Rome compte encore plusieurs églises dignes d’attirer l’attention des visiteurs : la magnifique basilique de St. Paul hors des murs ; Saint-Pierre-ès-liens, qui renferme le célèbre Moïse de Michel-Ange ; la Trinité-du-Mont, bâtie par le roi de France Charles VIII ; Saint-Pierre in Montorio, élevée sur l’emplacement où St. Pierre subit le martyre ; Sainte Agnès hors des murs ; Saint-Louis-des-Français ; Santa-Maria-degli-Angeli ; San-Lorenzo in Lucina, où se trouve le tombeau du Poussin.
Outre le palais royal du Quirinal, ancienne résidence d’été des Papes, aujourd’hui demeure du roi d’Italie, on compte à Rome un grand nombre de palais particuliers qui possèdent, pour la plupart, des galeries de tableaux : le palais Barberini, où l’on voit le célèbre portrait de Béatrice Cenci, de Guido Reni ; le Borghèse, avec la Mise au Tombeau, de Raphaël, l’Amour sacré et profane, du Titien ; le Corsini ; le Doria-Panfili, le plus somptueux, avec une galerie de ses tableaux ; la Farnésine, où l’on admire splendides fresques de Raphaël, dont la plus célèbre est le Triomphe de Galatée, etc.

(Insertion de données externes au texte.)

PR #1725, opened 2018-03-22
upgrade: Run configuration upgrade under empty ccache collection

abbra:
Use temporary empty DIR-based ccache collection to prevent upgrade
failures in case KCM: or KEYRING: ccache type is used by default in
krb5.conf and is not available. We don't need any user credentials
during upgrade procedure but kadmin.local would attempt to resolve
default ccache and if that's not available, kadmin.local will fail.

This approach was successfully tested with OpenQA tests that upgrade from F27 to F28.

Fixes: https://bugzilla.redhat.com/show_bug.cgi?id=1558818

### DIFF
--- a/ipaserver/install/server/upgrade.py
+++ b/ipaserver/install/server/upgrade.py
@@ -11,6 +11,8 @@ import shutil
 import pwd
 import fileinput
 import sys
+import tempfile
+from contextlib import contextmanager
 from augeas import Augeas
 import dns.exception
 from ipalib import api, x509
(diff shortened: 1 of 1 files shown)


ipaserver/install/server/upgrade.py
```diff
@@ -1931,6 +1933,33 @@ def upgrade_check(options):
...
+    old_path = os.environ.get('KRB5CCNAME')
+    try:
+        os.environ['KRB5CCNAME'] = kpath
+        yield
+    finally:
+        if old_path:
+            os.environ['KRB5CCNAME'] = old_path
+        else:
+            del os.environ['KRB5CCNAME']
+        for f in os.listdir(kpath_dir):
```
tiran: Use ``shutil.rmtree()``, it removes the directory and all its children.

ipaserver/install/server/upgrade.py
```diff
@@ -1931,6 +1933,33 @@ def upgrade_check(options):
...
+    # instead of whatever is a default in /etc/krb5.conf
+    #
+    # In Fedora 28 KCM: became a default credentials cache collection
+    # but if KCM daemon (part of SSSD) is not running, libkrb5 will fail
+    # to initialize. This causes kadmin.local to fail.
+    # Since we are in upgrade, we cannot kinit anyway (KDC is offline).
+    # Bug https://bugzilla.redhat.com/show_bug.cgi?id=1558818
+    kpath_dir = tempfile.mkdtemp(prefix="upgrade_ccaches",
+                                 dir=paths.IPA_CCACHES)
+    kpath = "DIR:{dir}s".format(dir=kpath_dir)
```
tiran: The extra ``s`` after the directory name looks like a mistake.

``kpath = "DIR:{}".format(kpath)`` is shorter and easier to read.

abbra:
Updated to use shutil.rmtree() and simplify the formatting.

tiran:
Thanks, LGTM to me!

flo-renaud:
Hi @abbra 
thank you for the patch, works for me. I tested by doing the following:
- install on fedora 27
- systemctl stop sssd-kcm.socket; systemctl disable sssd-kcm.socket
- ipa-server-upgrade => success (without the patch, this would be failing)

Les villas continuent sous une autre forme, la magnificence des palais. Nous citerons principalement la villa Médicis, où est installée l’Académie française de peinture et dont les ombrages servent de promenade au public ; la villa Borghese, dont le parc est une promenade très fréquentée ; la villa Albani, avec la fresque de Raphaël Mengs, le Parnasse ; la villa Ludovisi, dont un pavillon est célèbre par la fresque du Guerchin, l’Aurore, etc.
On doit terminer son séjour à Rome par une visite aux Catacombes.
Voilà une énumération bien succincte des merveilles de Rome ; et dans ma prochaine lettre je parlerai tout particulièrement du nouveau collège canadien que les P. P. Sulpiciens de Montréal, viennent d’y établir et que je dois visiter demain en compagnie du Rév. M. Colin et de plusieurs prêtres de Montréal.